A first, applied branch focuses on reactive practices in the context of crime and punishment. It involves interactions of our team with magistrates and judicial training professionals. The philosophy of criminal law has often simply explored the legal expression of our reactive attitudes — as in the standard expressive theories of punishment. REACT, instead, will bring to our attention the relationship between our punitive practices and our non-punitive, yet crime-related, reactive practices. How can we draw a conceptual line between these families of practices? For instance, is “shaming” a form of punishment? What are the merits of non-punitive crime-related practices? How does this shed light on how our societies should treat criminal cases involving addiction? How are notions of moral responsibility, liability, and accountability articulated in our reactive practices? How could our framework inform policies aiming at preventing recidivism?
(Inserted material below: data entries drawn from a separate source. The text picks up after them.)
PR #1743, opened 2021-03-26
Refactor Postgres code

pm47:


eclair-core/src/main/scala/fr/acinq/eclair/db/pg/PgUtils.scala
```diff
@@ -18,81 +18,174 @@ package fr.acinq.eclair.db.pg
...
+            statement.executeUpdate(s"CREATE TABLE IF NOT EXISTS $LeaseTable (id INTEGER PRIMARY KEY default(1), expires_at TIMESTAMP NOT NULL, instance VARCHAR NOT NULL, CONSTRAINT one_row CHECK (id = 1))")
+        }
+      }
 
-  case object NoLock extends DatabaseLock {
-    override def obtainExclusiveLock(implicit ds: DataSource): Unit = ()
+      private def acquireExclusiveTableLock()(implicit connection: Connection): Unit = {
+        using(connection.createStatement()) {
+          statement =>
+            statement.executeUpdate(s"SET lock_timeout TO '${LockTimeout.toSeconds}s'")
```
pm47, line 134: @rorp. Why not use `NOWAIT`  here?

pm47: I went ahead and changed it in 723d926, but I'm still interested in your rationale opting for a non-zero timeout.

rorp: AFAIR there was some weirdness in exceptions Pg driver threw in NOWAIT mode. Should work in both ways.

rorp (dismissed):
👍

eclair-core/src/test/scala/fr/acinq/eclair/TestDatabases.scala
```diff
@@ -0,0 +1,81 @@
...
+    jdbcUrlFile.deleteOnExit()
+
+    implicit val system: ActorSystem = ActorSystem()
+
+    // @formatter:off
+  override val connection: Connection = pg.getPostgresDatabase.getConnection
+  override lazy val db: Databases = Databases.PostgresDatabases(hikariConfig, UUID.randomUUID(), lock, jdbcUrlFile_opt = Some(jdbcUrlFile))
+  override def getVersion(statement: Statement, db_name: String, currentVersion: Int): Int = PgUtils.getVersion(statement, db_name, currentVersion)
+  override def close(): Unit = pg.close()
+  // @formatter:on
```
t-bast, line 70: nit: indentation is weird

eclair-core/src/test/scala/fr/acinq/eclair/TestDatabases.scala
```diff
@@ -0,0 +1,81 @@
...
+  }
+
+  def forAllDbs(f: TestDatabases => Unit): Unit = {
+    // @formatter:off
+  def using(dbs: TestDatabases)(g: TestDatabases => Unit): Unit = try g(dbs) finally dbs.close()
+  using(TestSqliteDatabases())(f)
+  using(TestPgDatabases())(f)
+  // @formatter:on
```
t-bast, line 78: Here as well

eclair-core/src/test/scala/fr/acinq/eclair/db/PgUtilsSpec.scala
```diff
@@ -0,0 +1,121 @@
...
+      intercept[LockFailureHandler.LockException] {
+        // this will fail because the database is already locked for a different instance id
+        Databases.postgres(config, UUID.randomUUID(), datadir, LockFailureHandler.logAndThrow)
+      }.lockFailure === LockFailure.AlreadyLocked(instanceId1))
+
+    // we can renew the lease at will
+    db.obtainExclusiveLock()
+
+    // we wait longer than the lease interval, and make sure that the lock is still there
+    Thread.sleep(20_000)
```
t-bast, line 37: Can't we configure a shorter lease interval in tests?

eclair-core/src/test/scala/fr/acinq/eclair/db/PgUtilsSpec.scala
```diff
@@ -0,0 +1,121 @@
...
+      intercept[LockFailureHandler.LockException] {
+        // this will fail because the database is already locked for a different instance id
+        Databases.postgres(config, UUID.randomUUID(), datadir, LockFailureHandler.logAndThrow)
+      }.lockFailure === LockFailure.AlreadyLocked(instanceId1))
+
+    // we close the first connection
+    db.dataSource.close()
+    while (!db.dataSource.isClosed) {
+      Thread.sleep(1000)
+    }
```
t-bast, line 48: Looks like you should rather extend `TestKitBase` and use `awaitCond`? Especially since you need an `ActorSystem`.

eclair-core/src/test/scala/fr/acinq/eclair/db/PgUtilsSpec.scala
```diff
@@ -0,0 +1,121 @@
...
+    Thread.sleep(11_000)
```
t-bast, line 49: Where does that number come from?

eclair-core/src/main/scala/fr/acinq/eclair/db/pg/PgUtils.scala
pm47: Seeing that lock errors seem to be handled fine in tests, I think we can go ahead with `NOWAIT`.

eclair-core/src/test/scala/fr/acinq/eclair/db/PgUtilsSpec.scala
pm47: We already are using short values (see https://github.com/ACINQ/eclair/blob/e18e81aaba22b24714659a5e7ceb47eae1171a39/eclair-core/src/test/scala/fr/acinq/eclair/db/PgUtilsSpec.scala#L112-L117). We could go a  bit further but I don't want to be too extreme because 5s renew interval is already pretty short. I'l try to reduce them further.

eclair-core/src/test/scala/fr/acinq/eclair/db/PgUtilsSpec.scala
pm47: It's `lease.interval` + 1s

t-bast: Can we make that more explicit?

eclair-core/src/test/scala/fr/acinq/eclair/TestDatabases.scala
pm47: Done with d506a4a.

eclair-core/src/test/scala/fr/acinq/eclair/TestDatabases.scala
pm47: Done with d506a4a.

eclair-core/src/test/scala/fr/acinq/eclair/db/PgUtilsSpec.scala
pm47: Done with 912ba4e.

eclair-core/src/test/scala/fr/acinq/eclair/db/PgUtilsSpec.scala
pm47: Done with 912ba4e.

eclair-core/src/test/scala/fr/acinq/eclair/db/PgUtilsSpec.scala
pm47: Done with 8a844fa.

I didn't find a better way than using `Thread.sleep`. It seems there is no standard non-blocking way of waiting in tests. I looked into scalatest's `Waiters` but it's for a different purpose. `awaitCond` and `eventually` are for cases where we expect a statement to eventually return a certain value. But here we just want to wait.

eclair-core/src/main/scala/fr/acinq/eclair/db/Databases.scala
```diff
@@ -109,127 +166,52 @@ object Databases extends Logging {
...
-        statement => {
-          statement.executeUpdate(s"backup to ${backupFile.getAbsolutePath}")
-        }
-      }
-
     }
   }
 
-  def setupPgDatabases(dbConfig: Config, instanceId: UUID, datadir: File, lockExceptionHandler: LockExceptionHandler): Databases with ExclusiveLock = {
+  def postgres(dbConfig: Config, instanceId: UUID, dbdir: File, lockExceptionHandler: LockFailureHandler = LockFailureHandler.logAndStop)(implicit system: ActorSystem): PostgresDatabases = {
```
t-bast, line 180: Why do you need to pull in an implicit ActorSystem?

eclair-core/src/main/scala/fr/acinq/eclair/db/pg/PgPaymentsDb.scala
```diff
@@ -16,27 +16,26 @@
...
-import java.sql.ResultSet
-import java.util.UUID
-
 import fr.acinq.bitcoin.ByteVector32
 import fr.acinq.bitcoin.Crypto.PublicKey
 import fr.acinq.eclair.MilliSatoshi
 import fr.acinq.eclair.db.Monitoring.Metrics.withMetrics
-import fr.acinq.eclair.db.pg.PgUtils.DatabaseLock
-import fr.acinq.eclair.db._
+import fr.acinq.eclair.db.{HopSummary, _}
```
t-bast, line 23: nit:

```suggestion
import fr.acinq.eclair.db._
```

eclair-core/src/test/scala/fr/acinq/eclair/db/PgUtilsSpec.scala
t-bast: But this should work:

```
awaitCond(db.dataSource.isClosed)
```

Doesn't it? And it can be used in multiple places in this file.

I agree that you can't really replace the `Thread.sleep` that are waiting for the lease to expire on the postgres side but these ones can be improved.

eclair-core/src/main/scala/fr/acinq/eclair/db/Databases.scala
pm47: The locking mechanism needs it to schedule the periodic lease refresh.

NB: What we really need is a `Scheduler` and an `ExecutionContext`. Actually it could make sense to create a private independent `ExecutionContext` for that purpose. And if we go that way, since we would have a dedicated thread available, we may as well implement the scheduling part ourselves and remove the implicits altogether. What do you think?

eclair-core/src/test/scala/fr/acinq/eclair/db/PgUtilsSpec.scala
pm47: Totally! Done with f243a119d.

eclair-core/src/main/scala/fr/acinq/eclair/db/pg/PgPaymentsDb.scala
pm47: How do you spot those? My import optimizer is totally oblivious.

t-bast (approved):

eclair-core/src/main/scala/fr/acinq/eclair/db/pg/PgUtils.scala
pm47: Okay I think I know why it was done that way. There can be a conflict between a regular SQL requests checking the lock, and the background task that regularly renew the lease. If those happen at the same time, one of them will fail which will make the app stop. Adding a 5 seconds timeout provided some leeway, one of the lock attempts would just wait after the first one is completed.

A second, applied branch is a study of addiction in light of our reactive practices around it. A key challenge in the descriptive and normative efforts around addiction pertains to the moral responsibility and the voluntary control of actions. This, in turn, feeds in the social and judicial challenges around our backward-looking reactive practices towards addicts — e.g. blaming, shaming, stigmatising and sanctioning. Our aim is to clarify how different beliefs about responsibility are connected to different descriptive models of addiction. Our tests should show which models can eventually support non-stigmatising, forward-looking reactive practices towards persons deemed to be addicts. Overall, the ambition is to offer a framework to revise our practices towards addicts, in ways that engage, support and eventually restore their agency — helping their recovery, rehabilitation and reinsertion in the social landscape.